The manufacture of a damping device is extremely easy. Thus, in the embodiments shown in FIGS. 1 and 2, it suffices to have two open polygons respectively formed, for example, one of the incident surface, the other of the radiating surface. a part of the connecting walls and at least one partition coming from the connecting wall. It is then necessary to join the two open polygons, in this case the trapezoids, by one on their side on the one hand by means of a rigid connection, on the other hand by means of the viscoelastic element constituting the damping element, for example simply by soaking the structure in a bath of viscoelastic material. The damping device is then completed.

This damping device can be used in particular as an interposition element between a vibrating structure (not shown) and a support, said support having been shown in the figures by hatching. The applications of this device are numerous, in particular in the automotive field in place of or as a complement to rubber blocks and shock absorbers, in the naval field as a support or structure link in vibration (engine bridges, propeller shaft) in the field rail as support for railway sleepers, in rail structures and finally in the field of aviation for any support or rigid link.

Claims

1. Vibration wave damping device of variable or not amplitude, intended in particular to be interposed between a vibrating structure and a fixed support structure, characterized in that it is in the form of a beam (1) or of a slice of beam (1) rigid in the axis of the neutral fiber and having, between an incident surface (2) and a radiating surface (3), rigid connecting walls (4) shaped to present points by geometric construction (7) or zones of localized geometric weakness ensuring the rigidity of said walls in the axis of the neutral fiber while allowing deformation of said deformable walls in two opposite directions (Dl) under the effect of the wave (o ) vibration applied to the incident surface (2), said connecting walls (4) urging during their deformation at least one damping element (5), preferably housed inside the beam (1) or the edge from p addition (1).

2. Device according to claim 1, characterized in that at least one damping element (5) is disposed between said connecting walls (4) and / or between incident surface (2) and radiating surface (3) and connects the latter between them.

3. Device according to one of claims 1 and 2, characterized in that at least one component of the deformation (Dl) of the walls (4) connecting the beam (1) is perpendicular to the direction of the wave (o) vibration applied to the incident surface (2).

4. Device according to one of claims 1 to 3, characterized in that at least one damping element (5) constitutes the connection, in particular the joint plane, between two partitions (6), preferably overlapping, from connecting walls (4) or respectively incident (2) and radiant (3) surfaces.

5. Device according to one of claims 1 to 4, characterized in that walls (4) of connection, incident surface (2) and radiating (3) and element (5) damper define in section two open polygons joined by one of their sides to form in the assembled state a closed structure.

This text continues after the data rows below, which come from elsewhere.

PR #9345, opened 2022-12-15
yahoospp bidder& aol bidder: GPP Support in bid requests

radubarbos:
## Type of change

- [ ] Bugfix
- [ X] Feature
- [ ] New bidder adapter   
- [ ] Build related changes
- [ ] CI related changes

- [ ] Other

### DIFF
--- a/modules/aolBidAdapter.js
+++ b/modules/aolBidAdapter.js
@@ -335,11 +335,6 @@ export const spec = {
       deepSetValue(openRtbObject, 'regs.ext.us_privacy', consentData.uspConsent);
     }
 
-    if (consentData.gppConsent && consentData.gppConsent.gppString) {
-      deepSetValue(openRtbObject, 'regs.ext.gpp', consentData.gppConsent.gppString);
-      deepSetValue(openRtbObject, 'regs.ext.gpp_sid', consentData.gppConsent.applicableSections);
-    }
-
     if (typeof bid.userId === 'object') {
       openRtbObject.user = openRtbObject.user || {};
       openRtbObject.user.ext = openRtbObject.user.ext || {};
--- a/modules/aolBidAdapter.js
+++ b/modules/aolBidAdapter.js
@@ -159,6 +159,7 @@ export const spec = {
     if (bidderRequest) {
       consentData.gdpr = bidderRequest.gdprConsent;
       consentData.uspConsent = bidderRequest.uspConsent;
+      consentData.gppConsent = bidderRequest.gppConsent;
     }
 
     return bids.map(bid => {
@@ -334,6 +335,11 @@ export const spec = {
       deepSetValue(openRtbObject, 'regs.ext.us_privacy', consentData.uspConsent);
     }
 
+    if (consentData.gppConsent && consentData.gppConsent.gppString) {
+      deepSetValue(openRtbObject, 'regs.ext.gpp', consentData.gppConsent.gppString);
+      deepSetValue(openRtbObject, 'regs.ext.gpp_sid', consentData.gppConsent.applicableSections);
+    }
+
     if (typeof bid.userId === 'object') {
       openRtbObject.user = openRtbObject.user || {};
       openRtbObject.user.ext = openRtbObject.user.ext || {};
@@ -371,6 +377,11 @@ export const spec = {
 
     if (consentData.uspConsent) {
       params.us_privacy = consentData.uspConsent;
+    }
+
+    if (consentData.gppConsent && consentData.gppConsent.gppString) {
+      params.gpp = consentData.gppConsent.gppString;
+      params.gpp_sid = consentData.gppConsent.applicableSections;
     }
 
     return params;
--- a/modules/aolBidAdapter.js
+++ b/modules/aolBidAdapter.js
@@ -160,6 +160,12 @@ export const spec = {
       consentData.gdpr = bidderRequest.gdprConsent;
       consentData.uspConsent = bidderRequest.uspConsent;
       consentData.gppConsent = bidderRequest.gppConsent;
+      if (!consentData.gppConsent && bidderRequest.ortb2?.regs?.gpp) {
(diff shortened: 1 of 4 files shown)


modules/yahoosspBidAdapter.js
```diff
@@ -184,46 +184,46 @@ function validateAppendObject(validationType, allowedKeys, inputObject, appendTo
...
         if (allowedKeys.indexOf(objectKey) !== -1 && isArray(inputObject[objectKey])) {
           outputObject[objectKey] = inputObject[objectKey];
-        };
+        }
         break;
       case 'object':
         if (allowedKeys.indexOf(objectKey) !== -1 && isPlainObject(inputObject[objectKey])) {
           outputObject[objectKey] = inputObject[objectKey];
-        };
+        }
```
patmmccann, line 203: please keep all these semicolons, we plan to turn on a no implied semicolon linting rule in the future

modules/yahoosspBidAdapter.js
```diff
@@ -277,21 +277,29 @@ function generateOpenRtbObject(bidderRequest, bid) {
       }
     } else {
       outBoundBidRequest.site.id = bid.params.dcn;
-    };
+    }
+
+    if (bidderRequest.gppConsent) {
+      outBoundBidRequest.regs.ext.gpp = bidderRequest.gppConsent.gppString;
+      outBoundBidRequest.regs.ext.gpp_sid = bidderRequest.gppConsent.applicableSections;
+    } else if (bidderRequest.ortb2?.regs?.gpp) {
```
patmmccann, line 285: why doesnt aol have this same logic?

patmmccann (changes requested):
In addition to the in line comments; why haven't you passed GPP on your user syncs?

modules/aolBidAdapter.js
```diff
@@ -373,6 +374,11 @@ export const spec = {
       params.us_privacy = consentData.uspConsent;
     }
 
+    if (consentData.gppConsent && consentData.gppConsent.gppString) {
```
patmmccann, line 377: why not mirror the logic below from yahoo?

modules/yahoosspBidAdapter.js
radubarbos: addressed

modules/yahoosspBidAdapter.js
radubarbos: the aol bidder adapter is the old one we are migrating off. Also there we have undocumented support for openRTB config, we don't want to add this support in the legacy adapter.

modules/aolBidAdapter.js
radubarbos: this is a legacy adapter sending the requests to some legacy endpoints as GET requests. The POST openRTB is not officially supported. We don't apply the openRTB logic here.

radubarbos:
> In addition to the in line comments; why haven't you passed GPP on your user syncs?

The user sync pixel is provided by our back-end with all the needed params, it is provided in the response.body.bidResponse.ext.pixels field.

modules/aolBidAdapter.js
patmmccann: The only current place you can expect to find the gpp string is in the location yahoo falls back to based on publisher setConfigs.

patmmccann:
> 

https://github.com/prebid/Prebid.js/blob/1b42c9a6692fa68716b216dfd2f4d15da9fd7c7a/modules/yahoosspBidAdapter.js#L634 you pass yourself consent in the syncs function but don't act on it. How does your backend become aware of consent? This seems quite unusual

modules/yahoosspBidAdapter.js
dgirardi: if `bidderRequest.gppConsent` is defined, then the `ortb2.regs` properties are as well; you can save some bytes and complexity by looking only at the latter. 

In fact, you could replace a lot of the code in here (esp. the giant `appendFirstPartyData` function) with just `mergeDeep(outBoundBidRequest, bidderRequest.ortb2)`.

radubarbos:
We are aware of this very small chance that we could use a stale consent, it has always worked like this, we'll revisit together with the back-end team how we could improve this.
How long can the user syncs pixels could be hold in memory before they are fired? how big this delay could be?

modules/aolBidAdapter.js
radubarbos: I added the fallback support similar to the yahoo adapter logic.

patmmccann:
This delay could easily be up to 60 seconds, as publishers have a configuration parameter allowing their delay. The USP spec, and GPP has been less clear, says consent must be rechecked from the cmp each time it is needed.

modules/yahoosspBidAdapter.js
patmmccann: https://github.com/prebid/Prebid.js/blob/d5746c39c437b5e04505cdd75bdef3791eb28566/modules/consentManagementGpp.js#L380

You can mergeDeep regs, site, app, and user

radubarbos: I updated it to always use the ortb2 data. For the regs we can not mergeDeep, our backend supports openRTB 2.5 and the gpp under "regs.ext.gpp".

radubarbos:
Thanks for the information. We'll discuss this with the back-end teams.

patmmccann:
@radubarbos just confirming, we're waiting for the results of your internal discussion?

radubarbos:
@patmmccann We would like to work on that as a different ticket/task. We still have to coordinate with the back-end to discuss. If there are no more comments on these particular changes we would liked them merged. 
This opinion is also shared by @slimkrazy

patmmccann (approved):

patmmccann:
@radubarbos we haven't heard from you in a while. We're planning to disclose our concerns in your documentation https://github.com/prebid/prebid.github.io/pull/4529/files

6. Device according to one of claims 1 to 5, characterized in that walls (4) of connection, incident (2) and radiating (3) and damping element (5) define in section two open trapezoids joined by their small base or their large base to form in the assembled state a closed structure.

7. Device according to one of claims 1 to 6, characterized in that the damping element (5) is subjected essentially to shear forces by the deformation of the beam or of the beam edge.

8. Device according to one of claims 1 to 7, characterized in that the damping element is a viscoelastic material.

9. Device according to one of claims 1 to 6, characterized in that the damping element is an oleopneumatic or pneumatic member.

10. Device according to one of claims 1 to 9, characterized in that the rigidity of the walls (4) of connection is included in the range [1,000 - 200,000] N / mm.

11. Element, in particular construction element, of the type consisting of a network of elementary meshes, characterized in that each elementary mesh is constituted by a damping device according to one of claims 1 to 10.